3. The First Collection of Criticism by a Living Female Rock Critic by Jessica Hopper

These are essays, interviews, and reviews–criticism spanning nearly 20 years of Hopper’s brilliant career as a critic. But there’s also prose and edges of poetry here, like in an open letter to Sufjan Stevens, which has my favorite opening of all time:

4. Mystery Train: Images of America in Rock 'N' Roll Music by Greil Marcus

I think any book by Greil Marcus could have been here, but I like Mystery Train for how wide it stretches, and how easy Marcus makes his connections between music and culture look. There are songs, and then there’s Greil Marcus’s America, and he never fails to pull the two together with his bare hands.

5. Please Kill Me: The Uncensored Oral History of Punk by Legs McNeil and Gillian McCain

This is here largely for the ride it takes you on. The great thing about Oral Histories is that you only have the words of the players, and nothing else. No author coloring the narrative. Please Kill Me is kind of a whirlwind of stories from Punk’s history from about 1975 until the early '90s, charting a path from London to the New York scene. It is at times comical, but largely heartbreaking–particularly in the moments (and there are a few) when it details the mourning of someone like Johnny Thunders, a brilliant light put out too soon.

6. Never Mind the Bollocks: Women Rewrite Rock by Amy Raphael

I found this book in a bargain bin at a bookstore in maybe 2002, and I needed it then, when rock in my particular corner of the world felt like something that was only a boys' club. The book is a series of interviews and oral histories that read more as monologues with '90s icons like Courtney Love, Kim Gordon, Liz Phair, and The Raincoats. Because Raphael is so scarcely present in the interviews, the book reads as if all of the brilliance is in the room together at once, having some kind of rock and roll reunion.

7. Can’t Stop Won’t Stop by Jeff Chang

This portrait of early-era hip-hop does well to consider all angles. Beyond the musicians, the book is populated with graffiti artists, and dancers, and activists, and even gang members. Chang not only deeply researched this project but was unafraid to task hip-hop with what it is: a political force–an object in the musical universe wielding a lot of power. It’s a thorough book and a long read, but one that is worthwhile as both an entry point to the genre and also a constant refresher.

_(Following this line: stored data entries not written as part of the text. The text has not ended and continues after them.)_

PR #406, opened 2024-04-02
hetzner-cloud/arm: remove boot.loader.timeout

elohmeier:
This timeout seems to be quite arbitrary, it is not specifically required for Hetzner ARM VMs.


Mic92:
@mergify queue

Mic92:
@mergify rebase

Mic92:
@mergify queue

8. Meet Me in the Bathroom: Rebirth and Rock and Roll in New York City 2001-2011 by Lizzy Goodman

I’m partial to this book, not only because Goodman charts a brilliant map through indie rock in New York City after the post-9/11 music scene shifted, but also because of the recent timing of it. A book that I can remember living through, and don’t feel like I’m reaching back towards. I lived this era from afar, and through her outstanding crafting of this book, Goodman makes me feel like I was there the whole time.

9. Trouble Boys: The True Story of the Replacements by Bob Mehr

There is a lot to get wrong when tackling the massiveness of a large biographical project. Though I’m not opposed to it, the writer who allows themselves to be the center of the biography has to do it with a smart touch, and that sometimes goes awry. Here, Mehr lets the massive amount of research and all-new interviews (and brilliant new photos) do the work. The Replacements were an enigma, and this book doesn’t crack their code. But it isn’t meant to. If anything, Mehr does the work of making them both more puzzling and more enticing.

10. Gunshots in My Cook-Up: Bits and Bites from a Hip-Hop Caribbean Life by Selwyn Seyfu Hinds

Growing up, the Source magazine was pretty much the only magazine that came to my home, courtesy of my older brother’s subscription. The Source was an effective way for me to keep up on hip-hop’s ever-changing world from the comfort of the Midwest, where I lived. In this book, Hinds–who served as editor-in-chief of the magazine during its '90s heyday–writes about how he fell in love with hip-hop and the places it took him. It is deeply candid and sometimes sharp and bitter in its honesty, not sparing the magazine or the genre itself. But underneath its thorough critical lens is a simple love story: a person falling in love with music over a lifetime, and learning to not let it go.